▶ **EXERCISE**: Word for word, repeat every record.

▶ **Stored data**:
PR #738, opened 2023-06-22
Work around dask/distributed#7940

jacobtomlinson:
In https://github.com/dask/distributed/issues/7940 we are discussing how calling `self.asynchronous` now raises an exception if there is no loop running because it tried to access the `LoopRunner.loop` before the loop is created. We do this in `KubeCluster` to check whether we need to start the loop.

I've opened https://github.com/dask/distributed/pull/7941 to fix things but also replacing that check with a check suggested by @graingert which means we don't try and use `self.loop` until after the loop as been created anyway. 

This PR means we can move forward whether https://github.com/dask/distributed/pull/7941 gets accepted and we aren't waiting on a release, it should also unblock the current CI failures.


jacobtomlinson:
Looks like CI on main last passed with dask/distributed@74a1bcdc45ab8f1c4a33a8ae0a41de5cb2e5b832

PR #739, opened 2023-06-22
Fix job test

bstadlbauer:
The job tests have been disabled as they've been disabled in CI as they've been failing. This PR brings those back. More context in https://github.com/dask/dask-kubernetes/pull/736

@jacobtomlinson turns out they've been failing because the namespace has not been passed correctly to all `kubectl` commands - should be good now 👍 

As for the race condition in [this message](https://github.com/dask/dask-kubernetes/pull/736#issuecomment-1595819375), I'll open a separate PR.

Closes https://github.com/dask/dask-kubernetes/issues/735


jacobtomlinson (approved):
Awesome! Nice catch.

PR #745, opened 2023-06-27
Replace DaskJob pod with Kubernetes Job

### LINKED ISSUE #695: Add backoffLimit to DaskJobs
Would it be possible to add backoffLimit to DaskJobs? Kubernetes jobs have this argument so that the job is reported as failed only it the pod fails a certain number of times (see below). Could we add these to DaskJobs as well? I have been using this argument in jobs  because Dask sometimes "just hangs/crashes" in very long jobs and restarting the job  fixes that.

```yaml
apiVersion: batch/v1
kind: Job
metadata:
  name: pi
spec:
  template:
    spec:
      containers:
      - name: pi
        image: perl:5.34.0
        command: ["perl",  "-Mbignum=bpi", "-wle", "print bpi(2000)"]
      restartPolicy: Never
  backoffLimit: 4
```

Matt711:
Closes #695. This PR replaces the Pod created from a DaskJob CRD with a Job. This allows us to use some of the existing functionality of K8s Jobs.

### DIFF
--- a/dask_kubernetes/operator/controller/controller.py
+++ b/dask_kubernetes/operator/controller/controller.py
@@ -162,11 +162,11 @@ def build_worker_deployment_spec(
     return deployment_spec
 
 
-def get_job_runner_pod_name(job_name):
+def get_job_runner_job_name(job_name):
     return f"{job_name}-runner"
 
 
-def build_job_pod_spec(job_name, cluster_name, namespace, spec, annotations, labels):
+def build_job_spec(job_name, cluster_name, namespace, spec, annotations, labels):
     labels.update(
         **{
             "dask.org/cluster-name": cluster_name,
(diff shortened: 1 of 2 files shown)


bstadlbauer:
Hey @Matt711! 
Would you mind if I try whether things still work with the `Flyte` `dask` plugin ([this thing](https://github.com/flyteorg/flyteplugins/blob/master/go/tasks/plugins/k8s/dask/dask.go)) once you're ready? 
It makes some assumptions around the job here, in particular the `job-runner` pod name, etc. So would be nice if this wouldn't be breaking the plugin

Matt711:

▶ **ANSWER TO THE PROBLEM**:
PR #738, opened 2023-06-22
Work around dask/distributed#7940

jacobtomlinson:
In https://github.com/dask/distributed/issues/7940 we are discussing how calling `self.asynchronous` now raises an exception if there is no loop running because it tried to access the `LoopRunner.loop` before the loop is created. We do this in `KubeCluster` to check whether we need to start the loop.

I've opened https://github.com/dask/distributed/pull/7941 to fix things but also replacing that check with a check suggested by @graingert which means we don't try and use `self.loop` until after the loop as been created anyway. 

This PR means we can move forward whether https://github.com/dask/distributed/pull/7941 gets accepted and we aren't waiting on a release, it should also unblock the current CI failures.


jacobtomlinson:
Looks like CI on main last passed with dask/distributed@74a1bcdc45ab8f1c4a33a8ae0a41de5cb2e5b832

PR #739, opened 2023-06-22
Fix job test

bstadlbauer:
The job tests have been disabled as they've been disabled in CI as they've been failing. This PR brings those back. More context in https://github.com/dask/dask-kubernetes/pull/736

@jacobtomlinson turns out they've been failing because the namespace has not been passed correctly to all `kubectl` commands - should be good now 👍 

As for the race condition in [this message](https://github.com/dask/dask-kubernetes/pull/736#issuecomment-1595819375), I'll open a separate PR.

Closes https://github.com/dask/dask-kubernetes/issues/735


jacobtomlinson (approved):
Awesome! Nice catch.

PR #745, opened 2023-06-27
Replace DaskJob pod with Kubernetes Job

### LINKED ISSUE #695: Add backoffLimit to DaskJobs
Would it be possible to add backoffLimit to DaskJobs? Kubernetes jobs have this argument so that the job is reported as failed only it the pod fails a certain number of times (see below). Could we add these to DaskJobs as well? I have been using this argument in jobs  because Dask sometimes "just hangs/crashes" in very long jobs and restarting the job  fixes that.

```yaml
apiVersion: batch/v1
kind: Job
metadata:
  name: pi
spec:
  template:
    spec:
      containers:
      - name: pi
        image: perl:5.34.0
        command: ["perl",  "-Mbignum=bpi", "-wle", "print bpi(2000)"]
      restartPolicy: Never
  backoffLimit: 4
```

Matt711:
Closes #695. This PR replaces the Pod created from a DaskJob CRD with a Job. This allows us to use some of the existing functionality of K8s Jobs.

### DIFF
--- a/dask_kubernetes/operator/controller/controller.py
+++ b/dask_kubernetes/operator/controller/controller.py
@@ -162,11 +162,11 @@ def build_worker_deployment_spec(
     return deployment_spec
 
 
-def get_job_runner_pod_name(job_name):
+def get_job_runner_job_name(job_name):
     return f"{job_name}-runner"
 
 
-def build_job_pod_spec(job_name, cluster_name, namespace, spec, annotations, labels):
+def build_job_spec(job_name, cluster_name, namespace, spec, annotations, labels):
     labels.update(
         **{
             "dask.org/cluster-name": cluster_name,
(diff shortened: 1 of 2 files shown)


bstadlbauer:
Hey @Matt711! 
Would you mind if I try whether things still work with the `Flyte` `dask` plugin ([this thing](https://github.com/flyteorg/flyteplugins/blob/master/go/tasks/plugins/k8s/dask/dask.go)) once you're ready? 
It makes some assumptions around the job here, in particular the `job-runner` pod name, etc. So would be nice if this wouldn't be breaking the plugin

Matt711:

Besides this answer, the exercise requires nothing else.